▶ Task instructions
Starting with the line that contains "We need to either", copy every line through the end of the data below, exactly and with nothing added.

══ Dataset entries ══

PR #275, opened 2020-05-28
Use a private semaphore

JelteF:
The semaphore ID is passed to child processes using a environment variable.
This way we never conflict with other semaphores.

We need to either remove the semaphore cleanup or we should store the semaphore
id in the pidfile too.

### DIFF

═══

▶ Written answer
We need to either remove the semaphore cleanup or we should store the semaphore
id in the pidfile too.

### DIFF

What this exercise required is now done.